Une arrogance inouïe
Peu avant le sommet européen, la chancelière fédérale allemande Angela Merkel et le premier ministre turc Ahmet Davutoglu ont trouvé un accord. Leur objectif était de le faire accepter rapidement par les autres chefs d’État et de gouvernement européens. « Madame Merkel fait preuve d’une arrogance inouïe », explique M. Loones. « Elle pense pouvoir définir la politique européenne à elle seule et n’hésite pas à travailler dans le dos du président du Conseil européen Donald Tusk.
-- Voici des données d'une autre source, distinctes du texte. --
PR #1497, opened 2017-07-19
Fix crash when removing an inactive node while there are reference tables

lithp:


lithp:
I think this is something we should backport?

src/backend/distributed/utils/reference_table_utils.c
```diff
@@ -406,25 +406,29 @@ DeleteAllReferenceTablePlacementsFromNode(char *workerName, uint32 workerPort)
...
 		Oid referenceTableId = lfirst_oid(referenceTableCell);
 		List *placements = GroupShardPlacementsForTableOnGroup(referenceTableId,
 															   workerGroup);
-		GroupShardPlacement *placement = (GroupShardPlacement *) linitial(placements);
-
-		uint64 shardId = placement->shardId;
-		uint64 placementId = placement->placementId;
+		if (list_length(placements) == 0)
+		{
+			/* this happens if the node was previously disabled */
```
marcocitus: What if we just skip `DeleteAllReferenceTablePlacementsFromNode` altogether for disabled nodes?

lithp: That wouldn't fix the situation where someone manually messed with the metadata and deleted all the placements for a reference table on a given group.

marcocitus: There are probably many ways to induce crashes by manually messing with metadata or catalog tables, but ok.

jasonmp85:
Wait, why did you remove the "backport" label? We use that to look for issues that have been backported, it's not just a status marker of what needs to be backported? Have you done this to other issues, too?

lithp:
This is the only one I can remember removing. I looked at the code and
realized this didn't actually need to be backported.

I didn't look again just now but if I remember right, while this problem
existed, we threw an error earlier in the call so this crash never occured.

jasonmp85:
Ah, ok. Comment that, then; the last comment on the thread was that it should be backported, followed by a removal of the label.

jasonmp85:
(I'll make sure it doesn't need a quick backport, and then re-remove the label if not).

PR #1500, opened 2017-07-19
Explicit switch/case fall-throughs to avoid compiler warnings.

pykello:
Currently when compiling Citus we get couple of warnings related to implicit switch/case fall-throughs. To avoid having to go to the code on every compile and making sure that the fall-through was intentional, this change marks them as intentional in the code so compiler doesn't warn about them.

### DIFF
--- a/src/backend/distributed/relay/relay_event_utility.c
+++ b/src/backend/distributed/relay/relay_event_utility.c
@@ -164,6 +164,7 @@ RelayEventExtendNames(Node *parseTree, char *schemaName, uint64 shardId)
 			 * performed on CreateStmt should be done here too, we simply *fall
 			 * through* to avoid code repetition.
 			 */
+			__attribute__((fallthrough));
 		}
 
 		case T_CreateStmt:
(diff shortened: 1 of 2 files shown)


lithp:
Which compiler are you using, this is a GCC thing? It seems to break in the version of GCC we've got running on travis

pykello:
GCC 7.1.1. I think -Wimplicit-fallthrough was added in GCC 7. See https://developers.redhat.com/blog/2017/03/10/wimplicit-fallthrough-in-gcc-7/

According to https://gcc.gnu.org/gcc-7/changes.html, to suppress that warning we could either use __attribute__(fallthrough), which didn't seem to work for earlier GCC versions, or a `/* fallthrough */` comment just before the following `case`. My second commit does the latter, which seems to fix the travis GCC error, but fails citus_indent.

marcocitus:
You probably already know this, but `make reindent` fixes indentation automatically.

pykello:
@marcocitus I didn't know that. Thanks.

Elle accepte sans broncher tout ce que la Turquie demande. Ni vu ni connu. Elle ferait pourtant mieux de se regarder dans le miroir : la politique qu’elle et les autres dirigeants européens soumis ont menée par le passé est la cause directe des problèmes que nous connaissons aujourd’hui. À cause d’eux, nous sommes maintenant dépendants de la Turquie. Nous ne pouvons même plus contrôler nos propres frontières seuls. »
Une solution structurelle
Pour la N-VA, la solution doit être structurelle : « Nous devons fermer les routes vers l’Europe occidentale, nous concentrer sur l’accueil dans les régions d’origine et mener une politique de refoulement drastique. Nous devons également imposer des restrictions strictes et des quotas. »
« Une telle situation ne peut plus se reproduire », conclut Loones. « Nous devons tout faire pour nous assurer que l’UE puisse à nouveau prendre son destin en main et ne dépende plus de pays comme la Turquie. »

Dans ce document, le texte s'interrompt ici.